Why Do Different Health Care Providers Only Work With Some Insurance Providers?

Why do different health care providers only work with some insurance providers? Some insurance companies are easier to work with than others. Some may have less stringent requirements, perhaps straight forward logical paper work, or most importantly, are better at paying health care providers within a reasonable time frame.

The simplistic answer is, "Sometimes [health care] providers are outside of the coverage area that the network may participate in," states Cindy J. Holtzman, Director of Operations at Medical Billing Advocates of America (MBAA). Many medical insurance companies work within a specified area, usually defined geographically. This area may have the boundaries of a region, a state, or beyond. If you happen to live on the outskirts of the coverage area, a health care provider that is local to you may not qualify to be included in your medical insurance network. For example, if your insurance is through your employer but you commute to work (say an hour or two from your home) then most likely the network of the insurance provided will cover the area near your workplace but not necessarily near your home.


The more complicated answer is, "Many insurance companies make it too difficult for the [health care] providers to get payment for the services they render to their patients," says Ms. Holtzman. All of the paper work and the complicated requirements are among the many rigors insurance companies put health care providers through. Some insurance companies are easier to work with than others. Some may have less stringent requirements, perhaps straight forward logical paper work, or most importantly, are better at paying health care providers within a reasonable time frame. Ms. Holtzman recounts an experience with this problem, "It takes too long to get paid.
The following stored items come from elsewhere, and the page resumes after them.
PR #2556, opened 2025-06-25
Fix issue with docker/ci/test_webapp.sh intermittantly failing

jonathangreen:
## Description

Recently in CI I've been seeing a lot of failures due to `docker/ci/test_webapp.sh`. It looks like this is because the tests are running before the container has fully started. Add a test to make sure the file exists before running the test. This will timeout after 15s, so if something is stopping the container from starting fully it shouldn't freeze.

## Motivation and Context

Try to reduce test failures.

Here is an example of a failure I hope this will prevent: https://github.com/ThePalaceProject/circulation/actions/runs/15880645569/job/44779939474

## How Has This Been Tested?

- Running locally

## Checklist

### DIFF
--- a/docker/ci/check_service_status.sh
+++ b/docker/ci/check_service_status.sh
@@ -16,6 +16,14 @@ function check_service_status()
   # The location of the runit service should be passed.
   service="$2"
 
+  # Wait up to 15 seconds for the service file to exist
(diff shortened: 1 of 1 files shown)


tdilauro (approved):
⏲️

Last year I had an office visit co-payment claim for $85.00, member only needed to pay $20.00. The insurance said [it hadn't gone through] (many times they never received it from me, the Tax ID # is wrong, the address is wrong, etc.) and it took me 25 hours to get the doctor their money. This happens a lot, as an agent, I am always calling on claims that do not get paid and the member does not and should not pay it either." Imagine how much longer this claim would've taken to get resolved without an agent working on it. Health care is a business like any other. Waiting for payment on a costly service causes the burden of looming debt. Anything medical is outlandishly expensive so the stress of that financial burden is daunting.




"With the costs of medical care going sky high, many [health care] providers elect not to join any network because the reimbursement schedule from the insurance company is too low," Ms. Holtzman informs. "There are so many account receivables at doctors' offices. The reimbursement schedule they receive is usually not enough to justify their costs. It could also take extremely long for them to get reimbursed, so it is a time sensitive issue as well as the reimbursement is too little for many providers to accept." All business need to cover their costs so working with any company that pays less than the costs is not a good business move. Understandably, health care providers must be careful when choosing which insurance companies they are willing to work with, if any at all. The business of being a health care provider is an overwhelmingly uncertain endeavor. If it weren't for the fact that you can guarantee there will always be sick people in need of medical care, being a health care provider wouldn't be considered a good business venture.